Problem requirements ->
As the lines appear below, please set them down exactly, starting at the first and finishing with the one containing "This is a small".

Exercise data ->
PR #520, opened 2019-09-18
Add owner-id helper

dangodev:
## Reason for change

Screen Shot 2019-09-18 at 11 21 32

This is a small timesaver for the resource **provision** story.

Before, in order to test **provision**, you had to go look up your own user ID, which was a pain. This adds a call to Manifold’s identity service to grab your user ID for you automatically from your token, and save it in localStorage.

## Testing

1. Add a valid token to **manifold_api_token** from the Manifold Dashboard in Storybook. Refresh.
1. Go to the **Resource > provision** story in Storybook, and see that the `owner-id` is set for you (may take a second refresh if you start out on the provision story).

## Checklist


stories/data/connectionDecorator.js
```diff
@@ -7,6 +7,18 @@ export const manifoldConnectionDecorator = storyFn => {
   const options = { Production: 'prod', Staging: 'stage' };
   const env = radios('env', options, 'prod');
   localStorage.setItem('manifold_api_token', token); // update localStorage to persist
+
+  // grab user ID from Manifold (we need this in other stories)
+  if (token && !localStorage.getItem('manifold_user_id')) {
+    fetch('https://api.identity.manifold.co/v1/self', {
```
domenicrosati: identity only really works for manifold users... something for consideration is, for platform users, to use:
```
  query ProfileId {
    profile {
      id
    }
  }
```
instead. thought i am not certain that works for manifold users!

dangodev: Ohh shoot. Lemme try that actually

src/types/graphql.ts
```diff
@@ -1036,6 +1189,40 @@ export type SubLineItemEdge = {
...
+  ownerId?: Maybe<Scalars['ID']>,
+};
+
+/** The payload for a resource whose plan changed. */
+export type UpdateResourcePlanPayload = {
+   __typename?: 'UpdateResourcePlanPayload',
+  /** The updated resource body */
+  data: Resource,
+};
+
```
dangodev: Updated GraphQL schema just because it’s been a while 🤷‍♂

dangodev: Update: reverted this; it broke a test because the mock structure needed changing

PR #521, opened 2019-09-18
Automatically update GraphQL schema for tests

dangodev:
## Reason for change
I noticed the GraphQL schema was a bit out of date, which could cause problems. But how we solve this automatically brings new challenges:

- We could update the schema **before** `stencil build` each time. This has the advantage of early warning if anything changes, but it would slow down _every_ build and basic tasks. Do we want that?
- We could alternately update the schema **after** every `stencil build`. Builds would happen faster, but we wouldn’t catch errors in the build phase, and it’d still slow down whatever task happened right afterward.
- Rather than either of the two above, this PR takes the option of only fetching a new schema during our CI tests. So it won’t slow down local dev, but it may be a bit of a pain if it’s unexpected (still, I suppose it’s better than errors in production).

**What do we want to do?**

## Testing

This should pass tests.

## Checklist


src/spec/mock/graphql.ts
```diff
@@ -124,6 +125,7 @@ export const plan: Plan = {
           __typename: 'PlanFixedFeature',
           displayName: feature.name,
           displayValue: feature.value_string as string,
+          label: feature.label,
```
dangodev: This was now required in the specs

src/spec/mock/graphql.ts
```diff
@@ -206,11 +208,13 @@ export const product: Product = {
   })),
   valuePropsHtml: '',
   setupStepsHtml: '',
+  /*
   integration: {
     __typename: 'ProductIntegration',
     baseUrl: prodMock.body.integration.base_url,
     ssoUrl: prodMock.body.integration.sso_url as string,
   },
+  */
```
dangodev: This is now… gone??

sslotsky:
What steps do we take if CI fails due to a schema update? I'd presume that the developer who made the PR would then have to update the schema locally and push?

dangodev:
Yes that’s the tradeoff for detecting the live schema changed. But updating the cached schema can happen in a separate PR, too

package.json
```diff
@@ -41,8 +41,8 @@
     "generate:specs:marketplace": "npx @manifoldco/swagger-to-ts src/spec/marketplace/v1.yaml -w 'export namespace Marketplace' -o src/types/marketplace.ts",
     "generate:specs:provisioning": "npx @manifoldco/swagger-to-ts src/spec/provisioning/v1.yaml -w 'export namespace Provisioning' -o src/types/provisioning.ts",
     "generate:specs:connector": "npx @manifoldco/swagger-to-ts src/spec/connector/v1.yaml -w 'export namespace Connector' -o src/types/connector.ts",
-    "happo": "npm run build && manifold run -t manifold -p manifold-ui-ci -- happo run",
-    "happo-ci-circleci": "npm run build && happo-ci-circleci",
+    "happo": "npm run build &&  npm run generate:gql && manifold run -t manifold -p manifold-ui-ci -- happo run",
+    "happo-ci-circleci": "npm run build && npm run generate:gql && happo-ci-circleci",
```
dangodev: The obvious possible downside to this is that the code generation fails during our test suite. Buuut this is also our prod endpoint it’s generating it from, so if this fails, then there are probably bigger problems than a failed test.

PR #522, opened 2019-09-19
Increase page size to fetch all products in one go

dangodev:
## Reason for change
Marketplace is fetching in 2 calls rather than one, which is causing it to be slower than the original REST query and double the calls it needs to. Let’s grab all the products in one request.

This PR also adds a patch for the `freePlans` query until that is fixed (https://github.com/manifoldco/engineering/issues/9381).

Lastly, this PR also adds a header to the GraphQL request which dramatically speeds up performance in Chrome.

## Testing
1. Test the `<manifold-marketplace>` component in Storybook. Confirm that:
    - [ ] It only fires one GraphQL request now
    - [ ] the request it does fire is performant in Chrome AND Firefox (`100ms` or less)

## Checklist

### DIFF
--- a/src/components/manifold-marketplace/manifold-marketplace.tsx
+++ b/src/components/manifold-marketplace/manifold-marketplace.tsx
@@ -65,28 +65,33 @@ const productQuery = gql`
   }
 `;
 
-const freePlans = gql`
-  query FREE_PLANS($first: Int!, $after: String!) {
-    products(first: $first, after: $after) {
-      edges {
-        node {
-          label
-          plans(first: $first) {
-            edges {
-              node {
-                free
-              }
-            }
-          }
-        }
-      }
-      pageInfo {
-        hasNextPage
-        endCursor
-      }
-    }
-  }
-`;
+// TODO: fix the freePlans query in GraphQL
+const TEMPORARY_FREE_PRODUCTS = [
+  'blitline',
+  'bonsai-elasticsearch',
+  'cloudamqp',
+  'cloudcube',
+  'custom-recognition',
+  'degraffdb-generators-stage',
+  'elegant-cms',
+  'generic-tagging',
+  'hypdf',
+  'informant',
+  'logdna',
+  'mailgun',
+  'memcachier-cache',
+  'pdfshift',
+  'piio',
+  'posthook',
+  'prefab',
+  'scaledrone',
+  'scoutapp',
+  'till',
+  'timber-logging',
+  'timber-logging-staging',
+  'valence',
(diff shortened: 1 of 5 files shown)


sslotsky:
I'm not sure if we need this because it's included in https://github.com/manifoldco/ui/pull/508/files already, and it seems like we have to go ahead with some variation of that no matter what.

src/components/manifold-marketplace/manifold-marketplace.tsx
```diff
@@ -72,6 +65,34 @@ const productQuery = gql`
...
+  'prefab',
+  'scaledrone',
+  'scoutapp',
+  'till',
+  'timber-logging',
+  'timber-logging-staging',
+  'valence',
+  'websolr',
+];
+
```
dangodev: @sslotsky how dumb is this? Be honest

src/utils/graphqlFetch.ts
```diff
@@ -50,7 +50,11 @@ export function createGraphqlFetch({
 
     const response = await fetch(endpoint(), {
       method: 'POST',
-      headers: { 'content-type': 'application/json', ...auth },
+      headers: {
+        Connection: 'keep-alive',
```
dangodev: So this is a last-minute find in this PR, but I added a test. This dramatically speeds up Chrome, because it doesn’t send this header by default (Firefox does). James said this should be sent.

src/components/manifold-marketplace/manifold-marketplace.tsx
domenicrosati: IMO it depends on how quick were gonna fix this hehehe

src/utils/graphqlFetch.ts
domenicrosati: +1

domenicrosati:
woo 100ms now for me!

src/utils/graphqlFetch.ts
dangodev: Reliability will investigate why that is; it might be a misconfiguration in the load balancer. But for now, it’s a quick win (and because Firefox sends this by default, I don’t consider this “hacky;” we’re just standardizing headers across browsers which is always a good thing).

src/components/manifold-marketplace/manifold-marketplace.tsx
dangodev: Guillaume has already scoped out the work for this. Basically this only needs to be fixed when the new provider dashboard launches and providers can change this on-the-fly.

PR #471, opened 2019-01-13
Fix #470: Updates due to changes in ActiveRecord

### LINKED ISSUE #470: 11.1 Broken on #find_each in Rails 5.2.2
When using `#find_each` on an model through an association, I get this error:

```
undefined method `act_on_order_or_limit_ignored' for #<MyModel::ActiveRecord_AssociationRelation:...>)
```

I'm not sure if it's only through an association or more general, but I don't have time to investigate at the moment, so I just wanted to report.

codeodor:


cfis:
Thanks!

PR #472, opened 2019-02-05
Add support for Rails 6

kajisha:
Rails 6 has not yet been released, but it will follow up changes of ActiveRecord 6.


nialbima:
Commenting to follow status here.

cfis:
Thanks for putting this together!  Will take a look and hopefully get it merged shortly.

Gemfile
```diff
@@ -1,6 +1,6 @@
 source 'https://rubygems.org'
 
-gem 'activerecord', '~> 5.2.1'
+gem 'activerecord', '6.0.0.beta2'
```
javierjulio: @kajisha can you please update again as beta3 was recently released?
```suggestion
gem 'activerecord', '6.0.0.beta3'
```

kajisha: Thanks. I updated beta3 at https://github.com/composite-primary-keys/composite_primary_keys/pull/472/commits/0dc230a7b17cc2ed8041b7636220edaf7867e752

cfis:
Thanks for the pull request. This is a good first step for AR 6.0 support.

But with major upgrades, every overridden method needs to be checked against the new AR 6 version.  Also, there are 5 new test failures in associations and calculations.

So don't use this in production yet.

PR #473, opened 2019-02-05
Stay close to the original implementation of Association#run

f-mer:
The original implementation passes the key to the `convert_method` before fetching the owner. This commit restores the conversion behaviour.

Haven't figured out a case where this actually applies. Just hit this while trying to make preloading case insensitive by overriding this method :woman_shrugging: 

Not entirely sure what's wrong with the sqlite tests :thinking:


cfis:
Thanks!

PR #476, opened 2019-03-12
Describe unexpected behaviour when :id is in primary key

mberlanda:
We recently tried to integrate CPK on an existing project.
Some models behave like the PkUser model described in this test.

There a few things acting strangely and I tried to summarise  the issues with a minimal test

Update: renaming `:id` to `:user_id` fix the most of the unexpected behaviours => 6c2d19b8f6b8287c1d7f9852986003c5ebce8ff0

Finished task ->
PR #520, opened 2019-09-18
Add owner-id helper

dangodev:
## Reason for change

Screen Shot 2019-09-18 at 11 21 32

This is a small timesaver for the resource **provision** story.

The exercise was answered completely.